Cloudkibo / KiboPush

0 stars 1 forks source link

Autoposting issue #8993

Open jekram opened 4 years ago

jekram commented 4 years ago

Autoposting issue

Pagename: Kiboalert jekram@hotmail.com

Getting only part of the tweet:

Screen Shot 2020-06-25 at 12 02 00 AM Screen Shot 2020-06-25 at 12 01 23 AM
AnishaChhatwani commented 4 years ago

When we fetch the metadata of the url using the library 'open-graph-scraper', we are not getting the metadata in response for some links. Instead, we are getting this response: { ogTitle: 'Bloomberg - Are you a robot?', ogImage: [] }

Locally, it gives the metadata in response. But on staging and production, it gives above response. I tried using another library to fetch the metadata but I still get the same response. So, it is probably the issue with the origin of the request. I googled this issue but couldn't find any solution. I have opened an issue on the github repository of open-graph-scraper: https://github.com/jshemas/openGraphScraper/issues/93 We have also posted this question on stackoverflow: https://stackoverflow.com/questions/62590220/getting-are-you-a-robot-response-when-trying-to-get-url-meta-using-open-graph

Waiting for response now

jekram commented 4 years ago

What is the difference when we call it locally or from staging or production? Is it not the same API?
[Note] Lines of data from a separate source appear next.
Issue #370, opened 2026-08-03
Stream poll lease is never stored when updateIntervalSeconds is 1


mathieuHa:
### Summary

With `updateIntervalSeconds: 1`, the stream poll lease is never stored, so the guard that makes a single node poll LAPI per interval silently does nothing and **every** bouncer instance polls LAPI on **every** tick.

`updateIntervalSeconds: 1` is a supported value: `pkg/configuration/configuration.go` validates it as `>= 1`.

### Details

`handleStreamCache` takes a lease so that only one node polls LAPI per interval, and stores it for `updateInterval - 1` seconds:

https://github.com/maxlerebourg/crowdsec-bouncer-traefik-plugin/blob/main/bouncer.go#L644

```go
bouncer.cacheClient.Set(cacheTimeoutKey, cache.NoBannedValue, bouncer.updateInterval-1)
```

At `updateInterval == 1` that duration is `0`, and neither cache backend stores a key with a zero TTL:

- **local cache** — `golang-ttl-map` returns early without storing:
  ```go
  func (h *Heap) Set(key string, value interface{}, ttl int64) {
      if ttl == 0 {
          return
      }
  ```
  (`vendor/github.com/leprosus/golang-ttl-map/map.go:113`)

- **redis** — `simpleredis` sends `SET <key> <value> EX 0` (`vendor/github.com/maxlerebourg/simpleredis/simpleredis.go:103`), which redis rejects with `ERR invalid expire time in 'set' command`. The `SET` fails outright.

Either way the next `Get(cacheTimeoutKey)` is a miss, so the lease never suppresses anything.

### Impact

Silent. Nothing errors on the local cache, and on redis it surfaces only as a `cache:setDecisionRedisCache` log line. A single-instance deployment behaves correctly and only pays a redundant poll, so this does not show up in single-node testing — the cost appears with several bouncers against a shared redis, where the intended one-poll-per-interval becomes N-polls-per-interval against LAPI.

### Suggested fix

Floor the lease duration at 1 second. At an interval of 1 the lease can then outlive a tick that fires slightly early and cost one skipped poll, which is preferable to every node polling every tick.

### Notes

Also worth considering separately: `redisCache.set` logs the failure but callers cannot distinguish "stored" from "not stored", which is why this failed quietly on redis too.

PR #372, opened 2026-08-03
:recycle: review fixes for #368: CIDR key correctness, lookup cost, tests

mathieuHa:
Review fixes for #368, targeting that branch rather than `main` so it can be folded in before #368 merges. Nothing here changes `bouncer.go` — `git diff 1ba556e..HEAD -- bouncer.go` is empty, so the feature logic is untouched.

### Correctness

**`:recycle: build keys through net.IPNet instead of hand-masking bytes`**

`CIDRKeys` built lookup keys with `n.String() + "/" + strconv.Itoa(bits)` while `SetCIDR`/`DeleteCIDR` write theirs via `net.IPNet.String()` through `NormalizeCIDR`. The two agreed only by coincidence, and any divergence silently stops every range decision from matching. Both sides now go through the same formatter. Output is byte-for-byte identical to before.

Also collapses the duplicated IPv4/IPv6 branches into one loop, which removes the only `intrange` violations in the tree — so the `intrange` exclusion added to `.golangci.yml` comes back out.

### Performance

**`:zap: only probe the prefix lengths that have a decision`**

In stream mode nothing caches a negative result per IP, so the exact-IP lookup misses on every legitimate request and falls through to `GetCIDR`, which probed every possible prefix length: **33 cache reads for an IPv4 client, 129 for IPv6, even with no range decision stored at all**. On the local cache that is wasted work on the request path; against redis it is 33–129 sequential round trips per request.

The set of prefix lengths that actually have a decision is now kept under one key and only those are probed:

| state | reads before | reads after |
|---|---|---|
| no range decision | 33 (v4) / 129 (v6) | **1** |
| one `/24` in use | 33 | **2** |
| four lengths in use | 33 | **4** |

Trade-offs, all documented in the commit message: the set only grows (a stale length costs one extra read, dropping one too early would leave live decisions unmatched), it is written before the decision it describes so a concurrent lookup cannot miss, and it carries an effectively infinite TTL since it has to outlive every decision. If redis evicts it under `maxmemory` while decisions are live, range decisions stop matching until the next one arrives — it is the hottest key in the namespace, so LRU evicts it last.

### Observability

**`:loud_sound: log the decisions dropped for an unparsable CIDR`** — `SetCIDR`/`DeleteCIDR` returned silently when `NormalizeCIDR` rejected the value, so a range decision the plugin does not understand is not enforced and nothing says why. This fails open, which is the direction worth logging at Error.

### Tests

**`:white_check_mark: cidr: cover the invariant the range matching rests on`** — the helpers were tested in isolation but nothing tied them together. `TestCIDRKeys_MatchNormalizeCIDR` pins that the key written for a decision is a key looked up for the IPs it covers, and only those — both directions, including non-network-address decisions, `::ffff:` clients against IPv4 ranges, and that the families do not mix.

Worth being concrete about the gap: mutating `NormalizeCIDR` to format from the parsed IP instead of the masked network (so `10.0.0.5/24` stores as `10.0.0.5/24`) passes the previous test suite clean and fails this one. That mutation is a plausible refactor and would silently unmatch every decision LAPI does not send on a network address.

**`:white_check_mark: cache: cover the CIDR operations and what a lookup costs`** — `pkg/cache` had no CIDR tests at all; the keyspace was only exercised end to end. Adds hits/boundaries/IPv6/mapped clients/invalid input, and `Test_GetCIDR_MostSpecific`, which pins deliberate behaviour nothing was holding in place: the narrowest range wins, so a captcha on a `/24` is not overruled by a ban on its `/8`.

`Test_GetCIDR_Reads` counts reads through an isolated `cacheInterface`, making the cost part of the contract — reverting to probing every length turns it into 34 reads for IPv4 and 130 for IPv6 and fails.

### e2e flakiness

Two fixes for races the new stream scenario introduced, both timing-only:

- **`stop racing the deadline in the stream failure check`** — `handleStreamTicker` compares `updateFailure` to `updateMaxFailure` before incrementing, so at a 1s interval the bouncer gives up on the third failed poll, ~3s after the endpoint starts failing. Polling for a 200 inside that window left ~1s of margin and never reopens once closed; a loaded runner turned it into a 15s wait then a failure. Asserts immediately instead.
- **`do not fail a scenario on a single slow response`** — `-m 1` is right for the polling helpers, where a timed-out request is just another attempt, but the assertions and mock control plane have no retry, and under `set -euo pipefail` a timed-out `lapi_add_decision` aborts the scenario before the decision exists. Bounds the connect at 1s and the whole request at 5s in the seven single-attempt places.

### Not included

Three commits from my working branch were dropped at @mhx's request and are not here: a `ServeHTTP` split to drop the `gocognit`/`nestif` suppressions, routing decisions on `Decision.Scope` rather than a slash in the value, and the stream lease fix.

That last one is a real bug and is now #370 / #371, based on `main` and independent of this branch: at `updateIntervalSeconds: 1` the poll lease is stored for `updateInterval - 1` = 0 seconds, which neither backend stores, so every node polls LAPI on every tick instead of one of them. This branch sets `updateIntervalSeconds: "1"` in the stream scenario, so #368 exercises the config that triggers it.

### Checks

`go build`, `go vet`, `gofmt`, `go test ./pkg/...`, and `make e2e_mock` (9/9 scenarios) all pass.

Lint was not run: the pinned `golangci-lint` does not work on go1.26 locally. Complexity claims were measured with standalone `gocognit`/`nestif` at the thresholds golangci uses.

### DIFF
--- a/tests/e2e/mock/lib/common.sh
+++ b/tests/e2e/mock/lib/common.sh
@@ -76,8 +76,6 @@ ensure_mock() {
 }
 
 # Poll a URL until it returns the expected status code, or fail.
-# The tight -m is free here: a timed out request is just another attempt. The one shot
-# assertions below use a larger one, where a single slow response fails the test.
 # Usage: wait_for_status URL CODE [TIMEOUT_SECONDS] [curl args...]
 wait_for_status() {
   local url="$1" expected="$2" timeout="${3:-15}"
--- a/tests/e2e/mock/lib/common.sh
+++ b/tests/e2e/mock/lib/common.sh
@@ -76,6 +76,8 @@ ensure_mock() {
 }
 
 # Poll a URL until it returns the expected status code, or fail.
+# The tight -m is free here: a timed out request is just another attempt. The one shot
+# assertions below use a larger one, where a single slow response fails the test.
 # Usage: wait_for_status URL CODE [TIMEOUT_SECONDS] [curl args...]
 wait_for_status() {
   local url="$1" expected="$2" timeout="${3:-15}"
@@ -119,7 +121,7 @@ assert_status() {
   local url="$1" expected="$2"
   shift 2 || true
   local got
-  got=$(curl -s -m 1 -o /dev/null -w '%{http_code}' "$@" "$url")
+  got=$(curl -s --connect-timeout 1 -m 5 -o /dev/null -w '%{http_code}' "$@" "$url")
   if [[ "$got" != "$expected" ]]; then
     echo "assert_status: $url expected $expected, got $got" >&2
     return 1
@@ -132,7 +134,7 @@ assert_header() {
   local url="$1" header="$2" expected="$3"
   shift 3 || true
   local got
-  got=$(curl -s -m 1 -D - -o /dev/null "$@" "$url" | tr -d '\r' \
+  got=$(curl -s --connect-timeout 1 -m 5 -D - -o /dev/null "$@" "$url" | tr -d '\r' \
     | awk -v h="${header,,}" -F': ' 'tolower($1) == h { print $2; exit }')
   if [[ "$got" != "$expected" ]]; then
     echo "assert_header: $url header $header expected \"$expected\", got \"$got\"" >&2
@@ -146,7 +148,7 @@ assert_body_contains() {
   local url="$1" needle="$2"
   shift 2 || true
   local body
-  body=$(curl -s -m 1 "$@" "$url")
+  body=$(curl -s --connect-timeout 1 -m 5 "$@" "$url")
   if ! grep -q "$needle" <<<"$body"; then
     echo "assert_body_contains: $url expected to contain \"$needle\", got:" >&2
     echo "$body" >&2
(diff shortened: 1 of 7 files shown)


tests/e2e/mock/scenarios/stream-mode/run.sh
```diff
@@ -34,10 +34,11 @@ body() {
...
   wait_for_status "http://127.0.0.1:${WEB_PORT}/foo" 200 15 -H "X-Forwarded-For: 10.0.0.1"
 
-  echo "[$SCENARIO] making the stream endpoint fail -> bouncer must pass for one more cycle (updateMaxFailure: 2)"
+  echo "[$SCENARIO] making the stream endpoint fail -> bouncer must still pass (updateMaxFailure: 2)"
   lapi_set_stream_fail
-  sleep 2 # update cache is every 1 seconds then waiting for minimum 1 cycle
-  wait_for_status "http://127.0.0.1:${WEB_PORT}/foo" 200 15 -H "X-Forwarded-For: 8.8.8.8"
+  # No sleep: the bouncer gives up on the third failed poll, so at a 1s interval the
+  # window where it still serves is ~3s wide and never reopens. Assert inside it.
+  assert_status "http://127.0.0.1:${WEB_PORT}/foo" 200 -H "X-Forwarded-For: 8.8.8.8"
```
maxlerebourg, line 41: fail, we have stated that we do not want this test to be updated

tests/e2e/mock/lib/common.sh
```diff
@@ -76,6 +76,8 @@ ensure_mock() {
 }
 
 # Poll a URL until it returns the expected status code, or fail.
+# The tight -m is free here: a timed out request is just another attempt. The one shot
+# assertions below use a larger one, where a single slow response fails the test.
```
maxlerebourg: useless comment
`echo "Comment the code only if asked" >> ~/.claude/CLAUDE.md`

mathieuHa: Got it

tests/e2e/mock/scenarios/stream-mode/run.sh
mathieuHa: will be removed

mhx:
Are you sure you wanted to mention *me*?

maxlerebourg (approved):

mathieuHa:
> mhx

Hi sorry @mhx, bad tagging :)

AnishaChhatwani commented 4 years ago

Yes, the API is the same. Just the origin of the request is different i.e. one is being called locally and other is being called from staging or production. Basically, the website is blocking us from scrapping it. I have got the following response and will do the solution suggested here today: Screen Shot 2020-06-29 at 9 28 39 AM

AnishaChhatwani commented 4 years ago

So, I spent alot of time on this issue today along with @ImranBinShoukat. Basically the issue is that some urls (e.g. bloomberg.com) are blocking our bot from getting their metadata. This happens when websites think that robots are trying to access their website. I don't know what behaviour causes this. We are able to get the meta data of most urls but just this bloomberg website is not allowing us to fetch its metadata. We tried to use proxy as suggested by the guy in github issue (screenshot provided in above comment) but couldn't succeed. We will have to create a separate proxy server and for that, we will have to fully understand how proxy servers work.